Hi, I wrote a program that created all the permutations of a given string. I'm trying to modify it to not use recursion while using a queue. I am not sure how to do this... any help will be appreciated! Here is my code:
Given the string, W, and the length, L, find all permutations of the set I = {0, 1, 2, ... , L - 1}
And
Given a permutation P = {i(1), i(2), ..., i(L-1)}, of I, then a permutation of W is given by the concatenation of W.at(i(1)), W.at(i(2)), ... , W.at(i(L-1))
Example:
W = Dog
L = 3
'D' -> 0, 'o' -> 1, 'g' -> 2
All possible permutations of {0, 1, 2}:
012
021
120
102
201
210
(which represent the following strings):
Dog
Dgo
ogD
oDg
gDo
goD
Thus, the problem becomes simply, how to find all possible permutations of this set {0,1,2,...,N} (non-recursively)?
This problem has been extensively studied and there is a plethora of information online.
Why not? Unless of course this is homework, in which case someone posting the code to an algorithm you don't fully understand won't really help you learn.
That aside, I'm haven't got the faintest idea how you would do it without recursion and with only a queue.
//read in lines
//step 1. set copy equal to temp
//step 2. find the char in copy that you want to work with
//step 3. erase that char from the string
//step 4. insert that char before the plus sign
//step 5. push to the queue
This is a typical problem in a data structure and algorithm course, and fortunately (of course, otherwise we wouldn't call it typical), there is a breadth-first search approach, which can be in turn implemented with the "queue" data structure.
Part 1: What's the idea?
The idea is: if you treat every character as a node of a complete graph, then the permutation problem becomes the problem of graph traversal. You need to find all routes that can traverse the graph. This is a very typical problem that has been studied.

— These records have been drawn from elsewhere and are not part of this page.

PR #290, opened 2018-10-17
Replaced with ThrowException fn

juhlee-microsoft:
Using the built-in function ThrowException $_ instead of missing or various format.


lizzha:
Looks OK, do you have the test log when an exception is triggered?

juhlee-microsoft:
> Looks OK, do you have the test log when an exception is triggered?

No, can you make a suggestion? I don't have any top of my head

PR #298, opened 2018-10-18
Revert "Replaced with ThrowException fn (#290)"

iamshital:
This reverts commit 703394e650a4360612416d93c9fc791e6bf03dd5.


juhlee-microsoft:
This does not look right. Simple revert is not a right solution. You will need to find the exact broken part. @iamshital

PR #306, opened 2018-10-23
Migrate Get-SubscriptionUsageTopVMs from JenkinsPipeline and unify AzureSecretsFile usage in Utilities folder.

seansp:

Part 2: How do we represent the graph?
You could use adjacent matrix, for example, to represent the graph. Other options, such as adjacent list, might not be the best idea in terms of time complexity. But I believe you could still do it, if you insist.
Part 3: How do we implement breadth first search with queue?
I guess this is what you're learning at the moment, isn't it? Otherwise you professor/tutor might not want you modify the recursive solution into a queue based one. When you are at a node, you add nodes around it into the queue, then pop one out; repeat this until finished. Pay attention to nasty details in implementation.
Personally, I think it would be a good exercise to implement the graph traversal with depth first search as well, because it will serve as a contrast/comparison with breadth first search. How do we do that? You might want to use stack, for example.